6. Why won’t the pruning discussed in the sidebar “Varieties of DAG Shortest Path” have any effect 
on the asymptotic running time, even in the best case?     
   toplogical sorting will have to visit every node. 
7. In the object-oriented `observer` pattern, several observers may register with an observable object. These observers are then notified when the observable changes. How could this idea be used to implement the DP solution to the DAG shortest path problem? How would it be similar to or different from the approaches discussed in this chapter?    
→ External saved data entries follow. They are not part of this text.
PR #199, opened 2025-01-06
feat!: add metadata for workers

benfdking:
- add a table to store optional metadata for workers such that workers can report things like IP address and other metadata
- add an optional ability for workers to add metadata to that table

**Breaking** 

- in info object, moved stats for a particular worker under stats, which sits side by side now with metadata than straight inside a worker

{ "worker_id": ...stats, ... } -> { "worker_id": { "stats": ...stats, "metadata": ...metadata }, ... }

### DIFF
--- a/saq/types.py
+++ b/saq/types.py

   let each node observe its predecessors and then explicitly trigger an update in the estimate in the start node. The observers would be notified of changes and could update their own estimates accordingly, triggering new updates in their observers
8. In the `lis` function, how do we know that `end` is nondecreasing?   
   each objected is added by bisect, making the list sorted. 
9. How would you reduce the number of calls to `bisect` in `lis`?   
   check if the new element is larger than the last element or if end is empty
10. Extend either the recursive or one of the iterative solutions to the longest increasing subsequence problem so that it returns the actual subsequence.    
    remember the predecessors 
11. Implement a function that computes the edit distance between two sequences, either using 
memoization or using iterative DP.
12. How would you find the underlying structure for LCS (that is, the actual shared subsequence) or 
edit distance (the sequence of edit operations)?   
    keep track of the choices  
13. If the two sequences compared in `lcs` have different lengths, how could you exploit that to 
reduce the function’s memory use?   
    swap the sequence and length  
14. How could you modify $w$ and $c$ to (potentially) reduce the running time of the unbounded 
knapsack problem?    
    divide by greatest common diviser  
15. The knapsack solution in Listing 8-13 lets you find the actual elements included in the optimal 
solution. Extend one of the other knapsack solutions in a similar way.  
16. How can it be that we have developed efficient solutions to the integer knapsack problems, when 
they are regarded as hard, unsolved problems (see Chapter 11)?     
     The running time is pseudopolynomial
17. The subset sum problem is one you’ll also see in Chapter 11. Briefly, it asks you to pick a subset of a set of integers so that the sum of the subset is equal to a given constant, $k$. Implement a solution to this problem based on dynamic programming.   
18. A problem closely related to finding optimal binary search trees is the matrix chain 
multiplication problem, briefly mentioned in the text. If matrices A and B have dimensions n×m and 
m×p, respectively, their product AB will have dimensions n×p, and we approximate the cost of this 
multiplication by the product nmp (the number of element multiplications). Design and implement 
an algorithm that finds a parenthetization of a sequence of matrices so that performing all the matrix multiplications has as low total cost as possible.   
19. The optimal search trees we construct are based only on the frequencies of the elements. We 
might also want to take into account the frequencies of various queries that are not in the search tree. For example, we could have the frequencies for all words in a language available but store only some of the words in the tree. How could you take this information into consideration?